Maersk and CMA CGM halt Hormuz transits

2 min read
14:57UTC

Six of the world's biggest shipping companies have suspended all Hormuz transits after three tankers were attacked in 72 hours — a faster escalation than the entire 1984–88 Tanker War.

ConflictDeveloping

CMA CGM, Maersk, Nippon Yusen, Mitsui, and Kawasaki Kisen have halted all transits through the strait of Hormuz. They join Hapag-Lloyd, which suspended operations within hours of the IRGC's VHF Channel 16 broadcast declaring the strait closed to shipping . Six of the world's largest shipping companies — controlling roughly half of global container capacity — now refuse to send vessels through the passage that carries approximately 20% of the world's traded oil.

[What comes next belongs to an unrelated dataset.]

PR #42, opened 2017-03-10
Fix bug in generating vars / consts

pwittrock:


lavalamp:
LGTM - failure is at tip, looks like go parser line number identification must have changed.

The suspensions followed three direct attacks on commercial tankers near the strait: the MV Skylight struck off Oman with four crew injured, the MKD Vyom hit by a projectile that ignited an engine room fire, and the Sea La Donna, details still pending. Oil tankers had already begun avoiding the strait after the opening strikes . The physical attacks converted commercial caution into a full shutdown. Vessel traffic has fallen 70%, with more than 150 tankers anchored in open Gulf waters.

The last sustained military campaign against commercial shipping in these waters was the 1984–88 Tanker War during the Iran-Iraq conflict, which struck 546 vessels over four years. Three have been hit here in 72 hours. When Houthi attacks disrupted Red Sea shipping in 2024, carriers rerouted around the Cape of Good Hope — costly, but viable. the strait of Hormuz has no such bypass. Saudi Arabia's East-West Pipeline and the UAE's Habshan-Fujairah pipeline provide limited overland alternatives, but their combined capacity covers a fraction of normal seaborne Gulf exports.

Every day of closure tightens supply across refineries in Asia and Europe that depend on Gulf crude. Brent opened Saturday at $82.37 , up from the pre-strike price of $73 . Goldman Sachs projected a peak of $110 per barrel; JP Morgan forecast $120–130 if the conflict is prolonged and raised its US recession probability to 35% . With commercial vessels now under direct fire rather than merely pausing, the prolonged-conflict scenario is the one unfolding.

Deep Analysis

In plain English

The companies did not need to be ordered to stop — insurance requirements and duty-of-care obligations to crews left them little practical choice once vessels began being struck. This is a commercial mechanism, not a political one: governments cannot simply instruct carriers to resume without resolving the underlying threat.

Deep Analysis
Synthesis

Iran has achieved the strategic effect of a blockade without physically closing the strait — the carrier suspensions did that. The burden now falls on governments: naval escorts (escalatory), ceasefire (stalled), or absorbing prolonged supply disruption. Gulf oil-producing states face a simultaneous revenue crisis, giving them independent incentive to pressure both parties towards resolution — an actor not yet prominent in diplomatic reporting.

Root Causes

Suspensions are driven by war-risk insurance requirements — which may refuse cover above a defined threat threshold — combined with duty-of-care obligations to crews. Hapag-Lloyd's early suspension likely acted as a coordination signal: once one major carrier exits, competitors can justify the same decision to shareholders and insurers more easily, producing collective action faster than individual commercial logic would suggest.

Escalation

Naval convoy deployment would make the strait operationally a military corridor — the dynamic the Tanker War produced, culminating in the re-flagging of Kuwaiti tankers under the US flag in 1987, a politically costly commitment requiring sustained naval presence. The current US posture is offensive, not convoy protection, making that transition both harder to execute and more escalatory to announce.

What could happen next?
2 consequence2 risk1 precedent
  • Consequence

    With the world's largest carriers suspended, the effective closure of Hormuz to commercial traffic is already achieved through voluntary withdrawal, making the strategic impact of a formal Iranian blockade declaration largely redundant.

    Immediate · Assessed
  • Risk

    Pressure will mount on the US and allied navies to provide armed escorts for commercial vessels attempting Hormuz transits, risking direct military confrontation with Iranian naval or IRGC maritime forces in the strait.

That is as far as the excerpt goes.